PR #440, opened 2016-05-13
CB-11261 Cut out '-nightly' prerelease tag when checking plugin engines

vladimir-kotikov:
See the background and explanation at [CB-11261](https://issues.apache.org/jira/browse/CB-11261)

This PR is required for tests to pass on nightly builds

### DIFF
--- a/cordova-lib/src/plugman/install.js
+++ b/cordova-lib/src/plugman/install.js
@@ -134,15 +134,15 @@ function checkEngines(engines) {
         var engine = engines[i];
 
         // This is a hack to allow plugins with <engine> tag to be installed with
-        // engine with '-dev' suffix. It is required due to new semver range logic,
+        // engine with '-dev' or '-nightly' suffixes. It is required due to new semver range logic,
         // introduced in semver@3.x. For more details see https://github.com/npm/node-semver#prerelease-tags.
         //
         // This may lead to false-positive checks, when engine version with dropped
         // suffix is equal to one of range bounds, for example: 5.1.0-dev >= 5.1.0.
         // However this shouldn't be a problem, because this only should happen in dev workflow.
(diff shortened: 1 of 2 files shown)


vladimir-kotikov:
Looks like tests are failing due to not yet published `cordova-common@1.3.0` dependency for `cordova-fetch`

cordova-lib/src/plugman/install.js
```diff
@@ -134,15 +134,15 @@ function checkEngines(engines) {
...
         // introduced in semver@3.x. For more details see https://github.com/npm/node-semver#prerelease-tags.
         //
         // This may lead to false-positive checks, when engine version with dropped
         // suffix is equal to one of range bounds, for example: 5.1.0-dev >= 5.1.0.
         // However this shouldn't be a problem, because this only should happen in dev workflow.
-        engine.currentVersion = engine.currentVersion && engine.currentVersion.replace(/-dev$/, '');
-        if ( semver.satisfies(engine.currentVersion, engine.minVersion) || engine.currentVersion === null ) {
-            // engine ok!
+        engine.currentVersion = engine.currentVersion && engine.currentVersion.replace(/-dev|-nightly.*$/, '');
+        if ( semver.satisfies(engine.currentVersion, engine.minVersion, /*loose=*/true) || engine.currentVersion === null ) {
```
nikhilkh: This needs to be updated too: https://github.com/apache/cordova-lib/blob/f513412a30be34a1e846d1f81deb2350d435447b/cordova-lib/src/plugman/fetch.js#L295

vladimir-kotikov: That code is replacing `-dev` suffix in plugin's version, specified in `plugin.xml`. Until we're not going to publish nightly versions of plugins this should not affect us.

nikhilkh: Ah I see - makes sense.

PR #446, opened 2016-05-31
CB-11349 added --fetch and cordova fetch to create --template

carynbear:


stevengill:
Looks great! I'll merge this in! Thanks @carynbear!!

PR #448, opened 2016-06-02
CB-11164 Allow forced dependent plugin removal and CB-11252 Fix cordova fetch for scoped packages

carynbear:


carynbear:
split this into two separate PRs, excuse my gitting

- **Requirement**: Output the listing in full. Leave every line unchanged.

- **Response**:
PR #440, opened 2016-05-13
CB-11261 Cut out '-nightly' prerelease tag when checking plugin engines

vladimir-kotikov:
See the background and explanation at [CB-11261](https://issues.apache.org/jira/browse/CB-11261)

This PR is required for tests to pass on nightly builds

### DIFF
--- a/cordova-lib/src/plugman/install.js
+++ b/cordova-lib/src/plugman/install.js
@@ -134,15 +134,15 @@ function checkEngines(engines) {
         var engine = engines[i];
 
         // This is a hack to allow plugins with <engine> tag to be installed with
-        // engine with '-dev' suffix. It is required due to new semver range logic,
+        // engine with '-dev' or '-nightly' suffixes. It is required due to new semver range logic,
         // introduced in semver@3.x. For more details see https://github.com/npm/node-semver#prerelease-tags.
         //
         // This may lead to false-positive checks, when engine version with dropped
         // suffix is equal to one of range bounds, for example: 5.1.0-dev >= 5.1.0.
         // However this shouldn't be a problem, because this only should happen in dev workflow.
(diff shortened: 1 of 2 files shown)


vladimir-kotikov:
Looks like tests are failing due to not yet published `cordova-common@1.3.0` dependency for `cordova-fetch`

cordova-lib/src/plugman/install.js
```diff
@@ -134,15 +134,15 @@ function checkEngines(engines) {
...
         // introduced in semver@3.x. For more details see https://github.com/npm/node-semver#prerelease-tags.
         //
         // This may lead to false-positive checks, when engine version with dropped
         // suffix is equal to one of range bounds, for example: 5.1.0-dev >= 5.1.0.
         // However this shouldn't be a problem, because this only should happen in dev workflow.
-        engine.currentVersion = engine.currentVersion && engine.currentVersion.replace(/-dev$/, '');
-        if ( semver.satisfies(engine.currentVersion, engine.minVersion) || engine.currentVersion === null ) {
-            // engine ok!
+        engine.currentVersion = engine.currentVersion && engine.currentVersion.replace(/-dev|-nightly.*$/, '');
+        if ( semver.satisfies(engine.currentVersion, engine.minVersion, /*loose=*/true) || engine.currentVersion === null ) {
```
nikhilkh: This needs to be updated too: https://github.com/apache/cordova-lib/blob/f513412a30be34a1e846d1f81deb2350d435447b/cordova-lib/src/plugman/fetch.js#L295

vladimir-kotikov: That code is replacing `-dev` suffix in plugin's version, specified in `plugin.xml`. Until we're not going to publish nightly versions of plugins this should not affect us.

nikhilkh: Ah I see - makes sense.

PR #446, opened 2016-05-31
CB-11349 added --fetch and cordova fetch to create --template

carynbear:


stevengill:
Looks great! I'll merge this in! Thanks @carynbear!!

PR #448, opened 2016-06-02
CB-11164 Allow forced dependent plugin removal and CB-11252 Fix cordova fetch for scoped packages

carynbear:


carynbear:
split this into two separate PRs, excuse my gitting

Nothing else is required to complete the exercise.